Inflammation et maladies chroniques
Des études menées sur les animaux montrent que l’accumulation de microplastiques favorise l’inflammation, un mécanisme à l’origine de nombreuses maladies chroniques. Les chercheurs appellent toutefois à la prudence : les effets exacts sur l’être humain restent à confirmer.
Les solutions
Ce rapport est alarmant et il est évident que, pour limiter l’impact sur la santé, il faut réduire la production de plastiques et améliorer la chaîne de recyclage. "Si certains d'entre eux sont utiles et précieux, comme ceux utilisés à l’hôpital, d’autres sont inutiles et représentent un fléau pour l’environnement, la biodiversité et notre santé", estime Philippe Bolo, qui sera présent à Busan au dernier cycle du traité international visant à supprimer la pollution plastique.
Au total, les parlementaires formulent neuf recommandations à destination des négociateurs du futur traité. "Seules des politiques contraignantes limitant la production et la demande de plastiques vierges permettront de lutter efficacement contre la pollution plastique", exhorte l’office.

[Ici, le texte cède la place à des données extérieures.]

Issue #8304, opened 2017-02-04
spacemacs won't work with hybrid-mode on develop


kain88-de:
#### Description :octocat:
Spacemacs won't start with hybrid mode. This happens after [this commit](https://github.com/syl20bnr/spacemacs/commit/c7e47de). Using the commit before everything works

#### Reproduction guide :beetle:
- enable hybrid mode
- Start Emacs

*Observed behaviour:* :eyes: :broken_heart:
hybrid-mode-use-evil-search-module is void 

*Expected behaviour:* :heart: :smile:
emacs starts fine

#### Backtrace :paw_prints:
```
Debugger entered--Lisp error: (void-variable hybrid-mode-use-evil-search-module)
  (and (eq (quote hybrid) style) hybrid-mode-use-evil-search-module)
  (or (eq (quote vim) style) (and (eq (quote hybrid) style) hybrid-mode-use-evil-search-module))
  (cond ((or (eq (quote vim) style) (and (eq (quote hybrid) style) hybrid-mode-use-evil-search-module)) (setq-default evil-search-module (quote evil-search))) (t (setq-default evil-search-module (quote isearch))))
  spacemacs/set-evil-search-module(hybrid)
  spacemacs-bootstrap/init-evil()
  funcall(spacemacs-bootstrap/init-evil)
  (let* ((pkg-name (eieio-oref pkg (quote :name))) (owner (car (eieio-oref pkg (quote :owners))))) (spacemacs-buffer/message (format "Configuring %S..." pkg-name)) (mapc (function (lambda (layer) (if (configuration-layer/layer-usedp layer) (progn (if (not ...) (spacemacs-buffer/message ...) (spacemacs-buffer/message ...) (condition-case err ... ...)))))) (eieio-oref pkg (quote :pre-layers))) (spacemacs-buffer/message (format "  -> init (%S)..." owner)) (funcall (intern (format "%S/init-%S" owner pkg-name))) (mapc (function (lambda (layer) (if (configuration-layer/layer-usedp layer) (progn (if (not ...) (spacemacs-buffer/message ...) (spacemacs-buffer/message ...) (condition-case err ... ...)))))) (eieio-oref pkg (quote :post-layers))))
  configuration-layer//configure-package([eieio-class-tag--cfgl-package evil nil (spacemacs-bootstrap) nil (ivy emacs-lisp) elpa t bootstrap nil t nil])
[...]

Issue #8305, opened 2017-02-04
"evil: enable evil-search search module in evil state" breaks init


fabianhjr:
Error
```
Warning (initialization): An error occurred while loading ‘/home/fabianhjr/.emacs.d/init.el’:

Symbol's value as variable is void: hybrid-mode-use-evil-search-module

To ensure normal operation, you should investigate and remove the
cause of the error in your initialization file.  Start Emacs with
the ‘--debug-init’ option to view a complete error backtrace.
```
Likely Change: https://github.com/syl20bnr/spacemacs/commit/c7e47de9383f7556553c531ff27e7654b3cba3db#diff-18cdada95f0eaec9a19a35c51c0dbe27R47

Debug
```
Debugger entered--Lisp error: (void-variable hybrid-mode-use-evil-search-module)
  (and (eq (quote hybrid) style) hybrid-mode-use-evil-search-module)
  (or (eq (quote vim) style) (and (eq (quote hybrid) style) hybrid-mode-use-evil-search-module))
  (cond ((or (eq (quote vim) style) (and (eq (quote hybrid) style) hybrid-mode-use-evil-search-module)) (setq-default evil-search-module (quote evil-search))) (t (setq-default evil-search-module (quote isearch))))
  spacemacs/set-evil-search-module(hybrid)
  spacemacs-bootstrap/init-evil()
  funcall(spacemacs-bootstrap/init-evil)
  (let* ((pkg-name (eieio-oref pkg (quote :name))) (owner (car (eieio-oref pkg (quote :owners))))) (spacemacs-buffer/message (format "Configuring %S..." pkg-name)) (mapc (function (lambda (layer) (if (configuration-layer/layer-usedp layer) (progn (if (not ...) (spacemacs-buffer/message ...) (spacemacs-buffer/message ...) (condition-case err ... ...)))))) (eieio-oref pkg (quote :pre-layers))) (spacemacs-buffer/message (format "  -> init (%S)..." owner)) (funcall (intern (format "%S/init-%S" owner pkg-name))) (mapc (function (lambda (layer) (if (configuration-layer/layer-usedp layer) (progn (if (not ...) (spacemacs-buffer/message ...) (spacemacs-buffer/message ...) (condition-case err ... ...)))))) (eieio-oref pkg (quote :post-layers))))
[...]

PR #8317, opened 2017-02-06
fix evil-search enabling in evil-state (c7e47de)

deb0ch:
There was an error at startup saying that hybrid-mode-use-evil-search-module was
void as a variable, apparently brought by c7e47de.


deb0ch:
Fixes #8304 #8305 and #8321, which are all duplicates :smile_cat:

kain88-de:
This PR fixes the problem for me. Thanks.

syl20bnr:
Thank you ! 👍 
Seems that the variable must be set before evil is required otherwise although the variable as the correct value, the real activated module is `isearch`. Attempted to fix it in https://github.com/syl20bnr/spacemacs/commit/eef1a87

PR #8320, opened 2017-02-06
store cider repl history in spacemacs cache

ryfow:
Configure Cider, so that the REPL history is saved between sessions.


TheBB:

PR #8326, opened 2017-02-07
Add on save usage section to elm layer

Baransu:
According to official elm-format documentation there is elm-format-on-save option. I've added it to layer documentation and introduced "On save usage" section which now contains info about elm format on save and imports sort on save.


syl20bnr:
Thank you ! 👍 

Baransu:
Thanks! 😊

Issue #8289, opened 2017-02-01
Lisp mode -> insert mode -> lisp mode


gitfoxi:
If you go from Lisp mode [SPC k .] to insert mode [i] then [ESC] it transitions you to normal mode. Why not go back to Lisp mode? Then you'd have to [ESC ESC] to go all the way back to normal mode but maybe that's what you want.

Issue #8288, opened 2017-02-01
Lisp mode leader keys


gitfoxi:
In Lisp mode [SPC k .] the leader SPC and mode-leader COMMA keys are unbound. Why not just have them work the same as in normal mode?

PR #8329, opened 2017-02-07
Lisp mode more like iedit-mode

gitfoxi:
#8288
#8289

1. Have insert state return to lisp state.
2. Make leader and mode-leader available in lisp state.


gitfoxi:
I did not mean for the chanelog.develop file to get in there. Github is playing games. Anyone know how to fix it?

gitfoxi:
Fixed #8485 and #8502

TheBB:
Would it make more sense to make this a PR to evil-lisp-state instead? It's @syl20bnr's package.

candeira:
Bump! I found this issue by having the same brainwave as the submitter. Is there any way I can help?

duianto:
I've applied this PR locally and fixed the conflicts.

It does restore `SPC` and `,` in `lisp-state`.

---

But when I enter lisp insert state then the mode line becomes blank.

It seems to only happen in some buffers, for example in `.spacemacs` and `evil-evilified-state.el`.
But the mode lines contents remain in `funcs.el` files (have tested two different `funcs.el` files) or in a new empty buffer `SPC b N n`.

#### A possible cause/solution
Adding back the `lisp-insert` color and appending a `1` to the color name seems to fix the blank mode line issue.:
```elisp
                                 ("lisp-insert" "HotPink1" (bar . 2))
```
https://github.com/syl20bnr/spacemacs/blob/11b258c71c35dec6d9228f01b68eae1987c9bca0/layers/%2Bdistributions/spacemacs-bootstrap/config.el#L79

The reason for adding a `1` to the color name, was because there doesn't seem to be a color with the name: `HotPink` in the color picker `SPC C l` (`helm-colors`)
only `HotPink` followed by the `1-4` numbers or with a space in between `Hot Pink`.

I chose `HotPink1` becuase it's the same color that the lisp state uses.
If the lisp state and lisp insert state colors should be different then any suggestions are welcome.

---

I'm not sure if:
```elisp
(evil-define-state lisp-insert
  "Replace insert state in `lisp state'."
  :tag " <El> "
  :enable (insert)
  :cursor (bar . 2)
  :message "-- LISP-INSERT --"
  :input-method t)
```
should be added in the file:
`~/.emacs.d/layers/+distributions/spacemacs-bootstrap/local/evil-evilified-state/evil-evilified-state.el`
since as the name suggests, everything in it is `evilified` related.

If it's better to extract it, then maybe it should be added to a new `lisp-state` file, or possibly somewhere else, I'm not sure where.

---

I pushed the conflict resolved commits to a branch on my fork if someone wants to test it:
https://github.com/duianto/spacemacs/tree/8329-lisp-mode-more-like-iedit-mode

I'm not sure if the commits should be squashed.

PR #9507, opened 2017-08-28
Clojure mode: fix broken cider-inspect-prev-page binding

brianfay:
Hello!

I was trying to figure out what key to use to go backwards in the cider-inspector buffer (accessed with `, d v`)

I found that `N` was bound to `'cider-inspector-previous-page`, but that isn't an actual cider command so it was not working - the correct command is `'cider-inspector-prev-page`.

I bound this to both `N` and `p`; the `N` makes sense if you're using vim muscle memory, as if you're searching.

The `p` makes sense if you're using emacs muscle memory and you're thinking about using `C-n`, `C-p` to move to next and previous. Maybe the former is more in line with the spacemacs evil mode philosophy?


syl20bnr:
Thank you ! 👍 

PR #9509, opened 2017-08-29
Add docstring to align-repeat-x commands

troyp:
Update `spacemacs|create-align-repeat-x` macro to add a docstring to created
functions. The docstring refers the user to the macro, providing a link to
the source code.

Currently, calling `describe-function` on `spacemacs|align-repeat-` commands is not very helpful. It has no link to the definition, only to the top of the `funcs.el` file. Worse, if a user employs the macro in their init file to create custom align-repeat commands (I know I do), the help for those functions doesn't even identify the file where they were defined. There's no obvious way to fix this, but we can identify the defining macro itself, which is usually more important. Having the name of macro makes it easier to search for the definitions which call that macro, and the user can jump from the macro's documentation to its source code.

This commit adds the following docstring to each generated command.

    Created by `spacemacs|create-align-repeat-x'.

### DIFF
--- a/layers/+distributions/spacemacs-base/funcs.el
+++ b/layers/+distributions/spacemacs-base/funcs.el
@@ -882,11 +882,14 @@ the right."
                 nil))
 
 (defmacro spacemacs|create-align-repeat-x (name regexp &optional justify-right default-after)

Les scientifiques demandent quant à eux les moyens financiers de pouvoir continuer leurs études sur ces impacts.
D’un point de vue individuel, les chercheurs conseillent d'utiliser des gourdes, de ne pas réchauffer de nourriture dans du plastique ou sous film alimentaire, ni de conserver des aliments au réfrigérateur dans un contenant plastique, de remplacer ces ustensiles de cuisine par des matériaux en bois, de privilégier les vêtements en matières naturelles et de ventiler son intérieur.